Cyclically rotate among registers within threads

I am devising a kernel that requires vector rotation. More specifically, I am looking for an efficient way to do the following (simplified senario):

Each thread has the same copy of a vector:
v0, v1, v2, …, v63

A rotation rotates these registers within the thread:
v63, v0, v1, …, v62

Let’s say variables a0 to a63 hold v0 to v63. Then
a0 = v0, a1 = v1, …, a63 = v63
becomes
a0 = v63, a1 = v0, …, a63 = v62.

So the algorithm works as follows:
(Each thread has the same vector but different data)

  1. Read in v0 to v63 as a0 to a63.
  2. Do some calculation with existing data.
  3. Rotate a, then return to step 2.

There will be 63 rotations, because the 64th rotation is just the original vector. I don’t think unrolling the loop for 64 times is a good choice. The main calculation is non-trivial and the resulting code would be too long.

This pseudocode shows how I currently get this done, through shared memory:

// suppose blockDim = 64
__shared__ float v[64];

// coalesced read from global memory
v[tid] = vec[tid];
__syncthreads();

float a[64];
for rot = 0 to 63:
    // broadcast from shared memory
    for i = 0 to 63:
        a[i] = v[i];

    // do some really complicated operations with data and a
    // here += is only for demostration
    for i = 0 to 63:
        data[i] += a[i];

    __syncthreads();

    // each block reads in v with an offset, no bank conflict
    int index = (tid + 63) % 64;
    float x = v[index];

    __syncthreads();

    // then writes back
    v[tid] = x;

    __syncthreads();

Question: Is it possible to rotate more efficiently?

Actually, to reduce register pressure, a vector can even be split to 2 or even more threads.

For example, two neighboring threads have the same copy of a vector (v0…v63):

thread 0: v0 v1 v2 … v31
thread 1: v32 v33 … v63
thread 2: v0 v1 v2 … v31
thread 3: v32 v33 … v63

Rotate registers among two threads:

thread 0: v63 v0 … v30
thread 1: v31 v32 … v62
thread 2: v63 v0 … v30
thread 3: v31 v32 … v62

And in my application, the vector dimension is around 128, and the rotation is a varied one.

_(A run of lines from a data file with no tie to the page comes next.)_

PR #3368, opened 2022-09-06
Shared memory charge and current deposition

atmyers:
This adds support for shared memory current deposition to WarpX. This work was mostly done by @kaplannp, building on work by @PhilMiller and myself. Currently it only does the "direct" algorithm, not Esirkepov.

The performance depends on the runtime parameter for the shared memory tile size. Using 4 GPUs on Crusher,  the time spent in current deposition is: 

```
2x2x2     4.84s
2x2x4     3.79s
2x2x8     3.525s 
4x4x4     2.912s
4x4x8     3.005s
8x8x8     3.636s
dev       9.595s
```

In the best case, this is over a factor of 3 improvement. The inputs file was our standard warm plasma benchmark:

```
max_step = 100
amr.n_cell =  256 256 256
amr.max_grid_size = 128
amr.blocking_factor = 32
amr.max_level = 0
geometry.dims = 3
boundary.field_lo = Periodic Periodic Periodic
boundary.field_hi = Periodic Periodic Periodic
geometry.prob_lo     = -20.e-6   -20.e-6   -20.e-6    # physical domain
geometry.prob_hi     =  20.e-6    20.e-6    20.e-6

warpx.verbose = 1
warpx.cfl = 0.999
algo.maxwell_solver = yee
algo.particle_shape = 3

electrons.charge = -q_e
electrons.mass = m_e
electrons.injection_style = "NUniformPerCell"
electrons.num_particles_per_cell_each_dim = 1 2 2
electrons.profile = constant
electrons.density = 1.e25  # number of electrons per m^3
electrons.ux_th  = 1. # uth the std of the (unitless) momentum
electrons.uy_th  = 1. # uth the std of the (unitless) momentum
electrons.uz_th  = 1. # uth the std of the (unitless) momentum

positrons.charge = q_e
positrons.mass = m_e
positrons.injection_style = "NUniformPerCell"
positrons.num_particles_per_cell_each_dim = 1 2 2
positrons.profile = constant
positrons.density = 1.e25  # number of positrons per m^3
positrons.momentum_distribution_type = "gaussian"
positrons.ux_th  = 1. # uth the std of the (unitless) momentum
positrons.uy_th  = 1. # uth the std of the (unitless) momentum
positrons.uz_th  = 1. # uth the std of the (unitless) momentum
```

Answers are unchanged w.r.t. dev:

```
[atmyers2@login2 SharedTestCrusher_9_6_2022]$ ./fcompare.gnu.x86-trento.ex diags/diag1000050 shared_diags/diag1000050/

            variable name            absolute error            relative error
                                        (||A - B||)         (||A - B||/||A||)
 ----------------------------------------------------------------------------
 level = 0
 Bx                                 7.815970093e-14           1.520984891e-15
 By                                 7.405187574e-14            1.69736307e-15
 Bz                                 7.371880884e-14           1.647847181e-15
 Ex                                  2.74181366e-05           1.782039511e-15
 Ey                                  2.53804028e-05           1.662466781e-15
 Ez                                 2.574920654e-05            1.79266237e-15
 jx                                         0.34375           2.302983221e-15
 jy                                     0.306640625           2.457765782e-15
 jz                                      0.33984375            2.80149781e-15
 rho                                 1.92085281e-09           2.335405994e-15
```

On A100, the speedup is less dramatic, but the shared algorithm still beats the dev one by ~30% if the tile size is chosen well.


Source/Particles/Deposition/SharedDepositionUtils.H
```diff
@@ -0,0 +1,281 @@
...
+    }
+    if (j_type[zdir] == CELL) {
+        l_cell = compute_shape_factor(sz_cell, zmid - 0.5);
+    }
+    amrex::Real sz_j[depos_order + 1] = {0._rt};
+    for (int iz=0; iz<=depos_order; iz++)
+    {
+        sz_j[iz] = ((j_type[zdir] == NODE) ? amrex::Real(sz_node[iz]) : amrex::Real(sz_cell[iz]));
+    }
+    int const l_j = ((j_type[zdir] == NODE) ? l_node : l_cell);
```
AlexanderSinn, line 240:
```suggestion
    const double zmid = ((zp - zmin) + relative_time*vz)*dzi;
    double sz_j[depos_order + 1] = {0.};
    int const l_j = compute_shape_factor(sz_j, (j_type[zdir] == NODE) ? zmid : zmid - 0.5);
```
Same for x and y direction

Source/Particles/Deposition/CurrentDeposition.H
```diff
@@ -335,6 +336,247 @@ void doDepositionShapeN(const GetParticlePosition& GetPosition,
...
+            // Looks like it sets buffer box to contain the tile
+            // iv is a point. first box is the entire domain, last box gets written with size bin_size
+            getTileIndex(iv, box, true, bin_size, buffer_box_x);
+            getTileIndex(iv, box, true, bin_size, buffer_box_y);
+            getTileIndex(iv, box, true, bin_size, buffer_box_z);
+        }
+
+        Box tbox_x = convert(buffer_box_x, jx_type);
+        Box tbox_y = convert(buffer_box_y, jy_type);
+        Box tbox_z = convert(buffer_box_z, jz_type);
```
AlexanderSinn: Surely it must be possible to calculate the buffer_box from bin_id directly without having to sample the position of a particle. I would also suggest tiling in a way where the user specifies the maximum tile size instead of the minimum size. This could avoid using too much shared memory, while also simplifying the index calculation compared to what getTileIndex does. Additionally, an inverse function is available. Here is an example for 1D:
cell to tile ID:
```
ntiles = (ncells + maxtilesize - 1) / maxtilesize;
tile_id = ((i_cell - domain_lo) * ntiles + ntiles - 1) / ncells
```
tile ID to box:
```
box_lo = (tile_id * ncells) / ntiles + domain_lo
box_hi = ((tile_id + 1) * ncells) / ntiles - 1 + domain_lo
```
In 3d the 3 different tile_ids would be flattened to one dimension similar to Array4 (inverse: like ParallelFor over a box).

Source/Particles/Deposition/CurrentDeposition.H
```diff
@@ -335,6 +336,247 @@ void doDepositionShapeN(const GetParticlePosition& GetPosition,
...
+
+        tbox_x.grow(depos_order);
+        tbox_y.grow(depos_order);
+        tbox_z.grow(depos_order);
```
AlexanderSinn:
```suggestion
            getTileIndex(iv, box, true, bin_size, buffer_box);
        }
        
        buffer_box.grow((depos_order + 1) / 2);

        Box tbox_x = convert(buffer_box, jx_type);
        Box tbox_y = convert(buffer_box, jy_type);
        Box tbox_z = convert(buffer_box, jz_type);
```

`(depos_order + 1) / 2` guard cells should be sufficient right?

Source/Particles/Deposition/SharedDepositionUtils.H
kaplannp: Looks good! Tested in 3D, 2D, and RZ, then committed this.

Source/Particles/Deposition/CurrentDeposition.H
kaplannp: Looks good! Tested in 3D, 2D, and RZ, then committed this.

Source/Particles/Deposition/CurrentDeposition.H
kaplannp: Will consider this, but recommend we proceed with merge for now as the current changes already demonstrate a good speedup. There's also something to be said for maintainability, readability, and simplicity of reusing AMReX code to calculate tilebox size

kaplannp:
Including some figures here with heatmaps showing speed performance varying tilesize and ppc on Perlmutter (first two plots) and Crusher (last two plots) in 2 and 3 d. Timings are given in terms of ratios shared/dev (smaller is better). We use tsize=144 as default in 2d and 288 in 3d. These defaults have potential for 3X speed increase, and the plots show problem specific tuning can improve performance further.
pm2DExpanded
pm3DNewSort
cr3D
cr2DIncreasedProbSize

### LinePlots  
Here are two more figures demonstrating raw speedup looking at the times in seconds varying PPC based on default tilesize for 3d on Perlmutter and Crusher.  The times for Perlmutter use the latest code that incorporates PR #3762 for improved sorting efficiency. SortingForDeposition is currently turned off for crusher, so it's difficult to compare these two plots, but in each case, the Working or shared times are plotted in relation to development for the default tilesize. For every PPC, shared outperforms Dev, and for large PPC, it outperforms Dev by a wide margin.

lineTSize288
cr3DTSize288

Source/Particles/Deposition/SharedDepositionUtils.H
kaplannp: Actually, after further testing, this breaks things for single precision. 
amrex::Gpu::Atomic::AddNoRet requires that sz_j be an amrex::Real  while compute_shape_factor requires sz_j be a double.
The previous version of the code called compute_shape_factor on the double sz_cell, and AddNoRet on the amrex::Real sz_j. so there was no issue. I saw two obvious ways to fix this. The first is to cast sz_j when we call AddNoRet, and the second is to add a for loop after compute_shape_factor to initialize a new sz_j of type amrex::Real. I tested both methods and found them slower (results below). I'm therefore reverting to previous version of code. If anyone finds a better way to keep the simplicity of the proposed changes without sacrificing runtime, will review.
outCast:Total Time                     : 2.67980957
outFor:Total Time                     : 2.624755859
outDev:Total Time                     : 2.297363281

Source/Particles/Deposition/CurrentDeposition.H
kaplannp: Did a little testing, and looks like we got a small performance boost from this. These are for 1 2 2 and 2 4 4 ppc:
```
outWithDepChange:Total Time                     : 3.574548124
outPreDep:Total Time                     : 3.656580654
outWithDepChangeL:Total Time                     : 19.51583009
outPreDepL:Total Time                     : 20.03403573
```

Docs/source/usage/parameters.rst
```diff
@@ -2093,6 +2093,15 @@ Additional parameters
      If ``sort_intervals`` is activated and ``sort_particles_for_deposition`` is ``false``, particles are sorted in bins of ``sort_bin_size`` cells.
      In 2D, only the first two elements are read.
 
+* ``warpx.do_shared_mem_charge_deposition`` (`bool`) optional (default `false`)
```
ax3l, line 2134: Why default to false?

Source/Particles/Deposition/ChargeDeposition.H
```diff
@@ -201,6 +202,302 @@ void doChargeDepositionShapeN (const GetParticlePosition& GetPosition,
 #endif
         }
         );
+#if defined(WARPX_USE_GPUCLOCK)
+    if( load_balance_costs_update_algo == LoadBalanceCostsUpdateAlgo::GpuClock) {
```
ax3l: Source of many bugs in the past:
```suggestion
    if (cost && load_balance_costs_update_algo == LoadBalanceCostsUpdateAlgo::GpuClock) {
```

This function is sometimes called early, before cost arrays are allocated.

Please also add in line 93 above to avoid a memory leak of `cost_real`.

Source/Particles/Deposition/ChargeDeposition.H
```diff
@@ -201,6 +202,302 @@ void doChargeDepositionShapeN (const GetParticlePosition& GetPosition,
...
+    const auto offsets_ptr = a_bins.offsetsPtr();
+    const int threads_per_block = 256;
+
+    std::size_t shared_mem_bytes = npts*sizeof(amrex::Real);
+    amrex::IntVect bin_size = WarpX::shared_tilesize;
+
+    const std::size_t max_shared_mem_bytes = amrex::Gpu::Device::sharedMemPerBlock();
+
+    WARPX_ALWAYS_ASSERT_WITH_MESSAGE(shared_mem_bytes <= max_shared_mem_bytes,
+                                      "Tile size too big for GPU shared memory charge deposition");
```
ax3l:
```suggestion
    WARPX_ALWAYS_ASSERT_WITH_MESSAGE(shared_mem_bytes <= max_shared_mem_bytes,
                                     "Tile size too big for GPU shared memory charge deposition");
```

Source/Particles/Deposition/ChargeDeposition.H
```diff
@@ -201,6 +202,302 @@ void doChargeDepositionShapeN (const GetParticlePosition& GetPosition,
...
+        Box tbx = convert( buffer_box, ix_type);
+        tbx.grow(depos_order);
+
+        Gpu::SharedMemory<amrex::Real> gsm;
+        amrex::Real* const shared = gsm.dataPtr();
+
+        amrex::Array4<amrex::Real> buf(shared, amrex::begin(tbx), amrex::end(tbx), 1);
+
+        // Zero-initialize the temporary array in shared memory
+        volatile amrex::Real* vs = shared;
```
ax3l, line 375: Why do we need `volatile` here?
(I remember an ancient CUDA quirk with multiple shared memory locations that needed this.)

Source/Particles/Deposition/CurrentDeposition.H
```diff
@@ -334,6 +335,214 @@ void doDepositionShapeN(const GetParticlePosition& GetPosition,
...
+    amrex::IntVect const jz_type = jz_fab.box().type();
+
+    constexpr int zdir = WARPX_ZINDEX;
+    constexpr int NODE = amrex::IndexType::NODE;
+    constexpr int CELL = amrex::IndexType::CELL;
+
+    // Loop over particles and deposit into jx_fab, jy_fab and jz_fab
+#if defined(WARPX_USE_GPUCLOCK)
+    amrex::Real* cost_real = nullptr;
+    if( load_balance_costs_update_algo == LoadBalanceCostsUpdateAlgo::GpuClock) {
```
ax3l:
```suggestion
    if (cost && load_balance_costs_update_algo == LoadBalanceCostsUpdateAlgo::GpuClock) {
```

Source/Particles/Deposition/CurrentDeposition.H
```diff
@@ -334,6 +335,214 @@ void doDepositionShapeN(const GetParticlePosition& GetPosition,
...
+            depositComponent<depos_order>(GetPosition, wp, uxp, uyp, uzp, ion_lev, jz_buff, jz_type,
+                                          relative_time, dx, xyzmin, lo, q, n_rz_azimuthal_modes,
+                                          ip, zdir, NODE, CELL, 2);
+        }
+
+        __syncthreads();
+        addLocalToGlobal(tbox_z, jz_arr, jz_buff);
+    });
+#if defined(WARPX_USE_GPUCLOCK)
+    if( load_balance_costs_update_algo == LoadBalanceCostsUpdateAlgo::GpuClock) {
```
ax3l:
```suggestion
    if (cost && load_balance_costs_update_algo == LoadBalanceCostsUpdateAlgo::GpuClock) {
```

Source/Particles/Deposition/CurrentDeposition.H
```diff
@@ -334,6 +335,214 @@ void doDepositionShapeN(const GetParticlePosition& GetPosition,
...
+        cost_real = (amrex::Real *) amrex::The_Managed_Arena()->alloc(sizeof(amrex::Real));
+        *cost_real = 0._rt;
+    }
+#endif
+    const auto dxiarr = geom.InvCellSizeArray();
+    const auto plo = geom.ProbLoArray();
+    const auto domain = geom.Domain();
+
+    amrex::Box sample_tbox(IntVect(AMREX_D_DECL(0,0,0)), a_tbox_max_size - 1);
+    sample_tbox.grow((depos_order+1) / 2);
```
ax3l: Is this the same grow for all staggering and even/odd shapes?

Source/Particles/Deposition/SharedDepositionUtils.H
ax3l: The general solution here is to avoid `double` that we use right now and instead calculate the position deltas from positions that were reduced by the offset of the current box (or even cell).

The only reason we introduced double here as a work-around is that our positions are global and frequently run into precision issues z = z + dz for particles in moving window simulations.

The additionally needed type conversions at runtime (float<->double) can actually make things slower, as you saw.

Source/WarpX.cpp
```diff
@@ -132,6 +132,22 @@ bool WarpX::do_divb_cleaning = false;
...
+bool WarpX::do_shared_mem_current_deposition = false;
+#endif
+#if defined(WARPX_DIM_3D)
+amrex::IntVect WarpX::shared_tilesize(AMREX_D_DECL(6,6,8));
+#elif defined(WARPX_DIM_2D)
+amrex::IntVect WarpX::shared_tilesize(AMREX_D_DECL(14,14));
+#else
+amrex::IntVect WarpX::shared_tilesize(AMREX_D_DECL(0,0,0)); //Not used
+#endif
+int WarpX::shared_mem_current_tpb = 128;
```
ax3l: Let's document the defaults in the user-facing `parameters.rst`?

Docs/source/usage/parameters.rst
kaplannp: We haven't done as rigorous testing with charge dep as we have on current dep. We've also made some changes to Current dep that we haven't carried over to charge dep yet. Plan to mimic the work on Current Dep in Charge Dep in another PR, but since Current Dep works well, wanted to get that merged first

Source/WarpX.cpp
kaplannp: Yes, good call. Docs are updated now.

Source/Particles/Deposition/ChargeDeposition.H
kaplannp: I think you're right that we technically don't need it. From what I understand, the `volatile` stops compiler optimizations from storing shared values in registers, which can generally cause problems when threads are accessing the same value in shared memory, as we do. I think because of the places we `__syncthreads`, and because most of our accesses to shared are atomics, we should be ok, but it's the kind of thing we'd need to make absolute sure of, and even a slight change later on, like moving the `__syncthreads`, could lead to some inexplicable bugs.  I ran some tests, and didn't see any performance benefit from removing it, so I'd recommend keeping it.

Source/Particles/Deposition/CurrentDeposition.H
kaplannp: Whoops! That didn't work for shape 2, but I put things back to `grow(depos_order)`, and now passes tests

ax3l:
@atmyers @kaplannp can you please update to solve the small conflict?

Source/Particles/Deposition/CurrentDeposition.H
ax3l: Don't we overgrow now? I think for odd shapes you need to grow less than for even shapes.

Examples/Tests/particle_fields_diags/analysis_particle_diags_impl.py
```diff
@@ -218,5 +218,6 @@ def do_analysis(single_precision = False):
         print(k, 'relative error openPMD = ', error_opmd[k])
 
 
+
```
ax3l, line 221:
```suggestion
```

ax3l (approved):
Thank you, LGTM! Please feel free to present at the developer meeting on the AMReX-WarpX meeting on the details for everyone :)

I use Maxwell cards.

“Each thread has the same copy of a vector:”

why?

“(Each thread has the same vector but different data)”

why?

To be more clear:

Each thread reads in different data but the same a.

data[i] += a[i];

Here data is the data, which is different for each thread.
a is the vector, which is broadcast across the block (or the grid), and then rotated.

Or let’s say data is not an array, then we might have something like, for each thread

data += a[0] * a[1] - a[2] * a[3] / a[4] … a[63];

then we rotate a, then do the same calculation on data.

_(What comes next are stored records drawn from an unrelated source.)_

PR #3327, opened 2022-08-19
CI: Test New v. Legacy BTD in `RigidInjection_BTD`

EZoni:
First step to add more CI coverage of the new BTD, see #3300. Follow up on the initial tests added in #1973.

Main changes:
- We now compare particle positions and momenta between legacy BTD and new BTD (both plotfiles and openPMD).
- The checksums are evaluated on the BTD plotfile data (so lab-frame data, instead of "regular" boosted-frame data).

To-do:
- [x] Add regular checksum analysis (on boosted-frame data)
- [x] If possible, move checksum analysis to back-transformed data
- [x] Compare more particle attributes between legacy and new BTD

Issue #3300, opened 2022-08-10
BTD Testing: Analysis Scripts


ax3l:
- [ ] for plotfile and openPMD diagnostics with BTD, we need to add CI analysis scripts that actually read the data to see its valid and in the range we expect (fields, particles)
- [ ] more runtime tests need to use openPMD to increase functional coverage

cc @RevathiJambunathan @RemiLehe @ax3l @dpgrote et al.

ax3l:
cc @EZoni and I will start this.

PR #3371, opened 2022-09-07
CI: Test New v. Legacy BTD in `BTD_ReducedSliceDiag`

EZoni:
Keep adding more CI coverage of the new BTD, see #3300. Similar to #3327.

Main changes:
- [x] Add checksums for the CI test `BTD_ReducedSliceDiag`, evaluated on the BTD plotfile data

To-do:
- [x] Understand why `ions` species is not written to output (new BTD): clarified, see comments in #3420.

Note:
We cannot compare legacy BTD data with new BTD data (either plotfile or openPMD), because the array shapes are different (see comment below). As far as I understood from @RTSandberg, this is a known discrepancy and it is not expected to be taken care of any time soon.


EZoni:
@RevathiJambunathan

When I compare the legacy BTD output with the new BTD output in the Python analysis (see files changed in this PR), I get Ez arrays of different shapes:
- legacy BTD: `(32, 32, 49)`
- new BTD (plotfile): `(32, 32, 64)`
- new BTD (openPMD): `(32, 32, 64)`

Note that the new BTD array with plotfile and openPMD formats agree with each other up to machine precision, so that's consistent. I cannot yet compare those with the legacy array because of the mismatch in the shapes.

Do you have any hints on where the `49` cells in the third dimension could be coming from for the legacy output in this case? Note that the legacy array with shape `(32, 32, 49)` is loaded in the Python analysis as follows:
```py
snapshot = './lab_frame_data/snapshots/snapshot00003'
header   = './lab_frame_data/snapshots/Header'
allrd, info = read_raw_data.read_lab_snapshot(snapshot, header)
Ez_legacy = allrd['Ez']
```

RTSandberg (approved):
Thanks for working on these tests!  They look good to me

RemiLehe (approved):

This is the algorithmic pattern used for solving some NP-hard mathematical problem.

i am not questioning “the algorithmic pattern used for solving some NP-hard mathematical problem”
i am however questioning the computational redundancy

if all all threads use the same input a, but with different data, then why broadcast it to all threads?
why not simply keep a in shared memory, and have each thread access it (what it needs) directly from shared memory?

data[i] += a[i];

here, i would argue that a should be in shared memory, and that there is no need for each thread to keep a copy

also, if a rotated is identical for all threads, why have each thread rotate a?
again, i would rotate a in shared memory, and have each thread access what it needs from shared memory

and with

data += a[0] * a[1] - a[2] * a[3] / a[4] … a[63];

if only data differs per thread, with a[0] * a[1] - a[2] * a[3] / a[4] … a[63] being the same for all threads, i would first solve a[0] * a[1] - a[2] * a[3] / a[4] … a[63], such that

data += a_0to63_solved;

more specifically, i would attack the patterns in a[0] * a[1] - a[2] * a[3] / a[4] … a[63], such that multiple threads can work in on it, to solve it

Sorry for my inability to express clearly…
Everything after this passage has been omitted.